Centre For Local Research into Public Space (CELOS)
For some years now, most of the City’s staff zamboni operators have been reluctant to work at Dufferin Rink. Some have not been shy to say so. They say there’s too much interference with their regular way of running rinks. The zamboni drivers seem particularly unhappy about the idea that they should match their ice maintenance visits to the rink program schedule. One particular zamboni operator recently insisted on clearing the ice before a hockey permit was finished, because, he said, that was his prerogative if he felt like it. When a rink friend argued with him, the zamboni driver and his partner left the rink without grooming the ice at all, and went home early. A few days later some of the City zamboni drivers summoned their supervisor to a health and safety meeting.
The following day the on-site rink staff were told that they must follow a new health and safety "protocol." It soon became apparent that these new rules would make it much harder to keep to our ten-year practice of letting skaters keep on skating on the pleasure-skating side while the hockey side is being cleaned by the zamboni, and vice versa. (This is another feature of our rink that has been unpopular with many City zamboni drivers.)To comply with the new rules in the evenings, on-site rink staff would either have to leave the rink house unattended for half an hour, or add another staff whose only role was to double the staff already standing guard outside by the hockey lift-gate (to prevent people from being run over by the zamboni). If the second on-site rink staff was not there, the zamboni driver would have the right to leave the work site immediately, on the grounds of employee health and safety.
This is a bit of déjà vu! The last time there was an employee health and safety complaint at the rink was a few days before Christmas 2003, when City inspectors came and said Dufferin Rink was the worst rink they had ever seen. On that occasion they ordered the new community kitchen bordering the zamboni garage to be torn out and the giant Clay and Paper Theatre puppets to be removed from high up in the rafters. They also said that no one but a licensed zamboni driver could enter the zamboni garage.
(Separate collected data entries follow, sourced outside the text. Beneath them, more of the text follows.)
PR #238, opened 2022-11-07
feat(core): allow secret in any position

### LINKED ISSUE #236: Allow secrets in any position of a string
__Define the problem__

As a user, I want to be able to concatenate a secret with another string to be able to access REST APIs that offer a custom authentication format (e.g. the GitHub API that expects `token <TOKEN>` as a value of the `Authorization` header, see for example https://docs.github.com/en/rest/issues/issues#create-an-issue).

This doesn't work with the current implementation because secrets are only replaced if a string only contains a secret and nothing else:

https://github.com/camunda/cloud-connector-http-json/blob/9950be85911e0ad70bc4fd29d51df54561956a87/src/main/java/io/camunda/connector/http/SecretStore.java#L21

A Zamboni, as skaters know, is about the size of a small truck. It has four wheels, a scraper/flooder at the back, and a large chamber for storing the scraped-off snow at the front. As with street sweepers, snowploughs, and road repair vehicles, the driver’s visibility is less than in a car, so the driver has to take extra care. When a zamboni is standing in a garage, though, it’s no more dangerous than a parked car, and so the inspectors’ 2003 verdict did not stand. The Dufferin Rink kitchen is still there, the puppets are back, and the farmers’ market and all sorts of other events have continued.
But now it seems that once again a zamboni is being held up as a singularly dangerous vehicle from which skaters must be protected. So even if you (and your kids) know how to cross a busy road like Dufferin Street without a crossing guard, you can’t be trusted to stay back from a moving zamboni with only one rink guard to warn you off.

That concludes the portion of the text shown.